Le droit concret, terrien, qui s'applique sur la terre, par des faits précis, un piquet, le vestige d'une palissade, un ancien bornage déblayé, un fossé d'écoulement encore vaguement tracé... telle est la véritable dimension du droit. Véritable puisque initiale. Ensuite viennent les abstractions, mais elles doivent être tirées de réalités concrètes.

Apprendre le droit et initialement le pratiquer essentiellement avec les liens, les obligations, les rapports, les actions qui n'ont ni existence tangible ni représentation sûre, pas même chez les meilleurs théoriciens, c'est s'assurer de devenir un jour un juriste théorique qui élabore des théories, ou plus communément manie des théories, qui ne tiennent pas la route cinq minutes devant un (bon) juge.

Cette ambiance-là menace depuis longtemps le droit moderne et le sape au point d'en faire une œuvre à retoucher périodiquement : le droit ne prévoit plus grand chose. Le droit (donc les lois, les décisions de justices et les pratiques) renie sa vocation première. La norme prévue et invalidée et la négation du fait normatif !

Une autre conséquence opère dans l'esprit des juristes qui prétendent opérer au moyen de pures abstractions. Ils s'y perdent ! Voir des juges professionnels ne pas comprendre et ne pas savoir juger des cas concrets de possession acquisitive démontre cela (tout en détruisant le mythe de l'école nationale qui opère probablement sur une culture unique qui n'est pas celle du concret).

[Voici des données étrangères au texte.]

PR #172, opened 2021-03-31
Introduce special handling for 'deleted client'

### LINKED ISSUE #168: Can I catch and "reframe" error thrown when we disable an oauth app?
When we roll the tidyverse oauth app and actually disable the previous one, can I catch the error users will see if they haven't upgraded client package + gargle and supplement it with a probably diagnosis and suggested solution?

Obviously this won't help this time, but it could help next time.

jennybc:
Closes #168

### DIFF
--- a/R/Gargle-class.R
+++ b/R/Gargle-class.R
@@ -214,8 +214,10 @@ Gargle2.0 <- R6::R6Class("Gargle2.0", inherit = httr::Token2.0, list(
     )
     if (is.null(cred)) {
       token_remove_from_cache(self)
-      # TODO: return(NULL) here? why do we return the current, invalid,
-      # unrefreshed token?
+      # TODO: why do we return the current, invalid, unrefreshed token?
+      # at the very least, let's clear the refresh_token, to prevent
+      # future refresh attempts
+      self$credentials$refresh_token <- NULL
     } else {
       self$credentials <- cred
       self$cache()
--- a/R/Gargle-class.R
+++ b/R/Gargle-class.R
@@ -208,7 +208,7 @@ Gargle2.0 <- R6::R6Class("Gargle2.0", inherit = httr::Token2.0, list(
   },
   #' @description (Attempt to) refresh a Gargle2.0 token
   refresh = function() {
-    cred <- get("refresh_oauth2.0", asNamespace("httr"))(
+    cred <- refresh_oauth2.0(
       self$endpoint, self$app,
       self$credentials, self$params$user_params, self$params$use_basic_auth
     )
--- a/R/Gargle-class.R
+++ b/R/Gargle-class.R
@@ -214,6 +214,8 @@ Gargle2.0 <- R6::R6Class("Gargle2.0", inherit = httr::Token2.0, list(
     )
     if (is.null(cred)) {
       token_remove_from_cache(self)
+      # TODO: return(NULL) here? why do we return the current, invalid,
+      # unrefreshed token?
     } else {
       self$credentials <- cred
       self$cache()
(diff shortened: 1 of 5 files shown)


R/Gargle-class.R
```diff
@@ -208,12 +208,14 @@ Gargle2.0 <- R6::R6Class("Gargle2.0", inherit = httr::Token2.0, list(
   },
   #' @description (Attempt to) refresh a Gargle2.0 token
   refresh = function() {
-    cred <- get("refresh_oauth2.0", asNamespace("httr"))(
-      self$endpoint, self$app,
-      self$credentials, self$params$user_params, self$params$use_basic_auth
+    cred <- refresh_oauth2.0(
```
jennybc, line 211: I was already doing something janky with this method in order to use a `Gargle2.0`-specific cache-removal procedure , so it feels fine/good to take the next step and fully implement `refresh_oauth2.0()` in gargle.

R/Gargle-class.R
```diff
@@ -208,12 +208,14 @@ Gargle2.0 <- R6::R6Class("Gargle2.0", inherit = httr::Token2.0, list(
...
+      self$endpoint, self$app, self$credentials,
+      package = self$package
     )
     if (is.null(cred)) {
       token_remove_from_cache(self)
+      # TODO: return(NULL) here? why do we return the current, invalid,
+      # unrefreshed token?
```
jennybc, line 218: The more I think about this, I think, when a token fails to refresh, we should clear its refresh token. And possibly do more to indicate that it's invalid and why?

Long-term, httr2-wise, I think a token needs a way to communicate its viability back to a client package that may be managing it in memory.

R/oauth-cache.R
```diff
@@ -166,6 +166,8 @@ cache_clean <- function(cache, pattern = "-calliope$") {
   TRUE
 }
 
+gargle_legacy_app_pattern <- function() "-calliope$"
```
jennybc, line 169: I assume this would evolve over time, as we roll the apps.

R/oauth-refresh.R
```diff
@@ -0,0 +1,113 @@
+# this file has its origins in oauth-refresh.R and oauth-error.R in httr
+# I want to introduce behaviour to error informatively for a deleted OAuth app
+
+# Refresh an OAuth 2.0 credential.
+#
+# Refreshes the given token, and returns a new credential with a
+# valid access_token. Based on:
+# https://developers.google.com/identity/protocols/oauth2/native-app#offline
+refresh_oauth2.0 <- function(endpoint, app, credentials, package = NULL) {
```
jennybc, line 9: Pretty faithful copy of `httr::refresh_oauth2.0()`, but with some simplifications re: things that can't happen with Google auth + a relaxation of rigid lack-of-refresh error types.

R/oauth-refresh.R
```diff
@@ -0,0 +1,113 @@
...
+
+# This implements error checking according to the OAuth2.0
+# specification: https://tools.ietf.org/html/rfc6749#section-5.2
+find_oauth2.0_error <- function(response) {
+  if (!httr::status_code(response) %in% oauth2.0_error_codes) {
+    return(NULL)
+  }
+
+  content <- httr::content(response)
+  if (is.null(content$error)) {
```
jennybc, line 48: This is more lax than httr, which checks against a fixed set of strings that, apparently, Google violates.

https://github.com/r-lib/httr/commit/ce8439f2d571e91bf846b43d5db3d89610568fa1

jennybc:
I'm happy to receive feedback. But I'm also making and reviewing PR more as a way to document some analysis that might be useful for httr2. I'm punting on a few things here in a way that feels fairly harmless / way better than doing nothing.

R/Gargle-class.R
hadley: Yeah, seems like this should error as well as removing from the cache?

R/oauth-refresh.R
hadley: That was probably written when I mistakenly believed that most APIs followed the OAuth spec.

hadley (approved):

Il est étonnant de voir que des juges professionnels aient tant de mal avec le concret de la possession, la réalité la plus grossière qui soit : le fait d'être sur une parcelle de terre, de l'occuper. Étonnant de les voir ne pas savoir attacher les faits significatifs (les preuves, les modes de preuve), confirmant ou non ce fait grossier, par des marques sur le terrain par des pièces administratives, par des actes de vente (fussent-ils irréguliers), par des témoignages voire par des actes de notoriété.

La Cour de cassation a dû juger (et non rappeler, à la rigueur elle "rappelle" dans son rapport ou relation de l'affaire) que la prescription acquisitive trentenaire, on dit usucapion, peut jouer contre un titre (de propriété, éventuellement publié comme l'on fit à la Conservation des hypothèques).


Dans la société théorique des titres et liens de droit(s) qu'ils font, abstraits, enregistrés comme il faut auprès de l'administration, qui prend acte ce faisant d'un acte notarié (le Graal)... le titre domine les esprits et même les âmes.

On en vient à oublier que posséder par une possessions trentenaire publique, continue et paisible permet, selon la loi, d'acquérir la propriété (l'étudiant relira les conditions dans un bon ouvrage). Acquérir cela veut dire, en figuré, expulser celui qui était préalablement propriétaire. Quel que soit son titre.

L'attendu est cinglant, dépouillé, au point de rendre l'arrêt d'appel un peu ridicule, ce à quoi la nouvelle rédaction des arrêts de cassation contribue.

"9. En statuant ainsi, alors que la prescription trentenaire peut être opposée à un titre, la cour d’appel a violé les textes susvisés."


Un autre arrêt montre la même difficulté. Cette fois la Cour de cassation casse pour un défaut de base légale, et non une violation de la loi, car l'arrêt d'appel sert un plat trop mélangé pour que l'on s'y retrouve.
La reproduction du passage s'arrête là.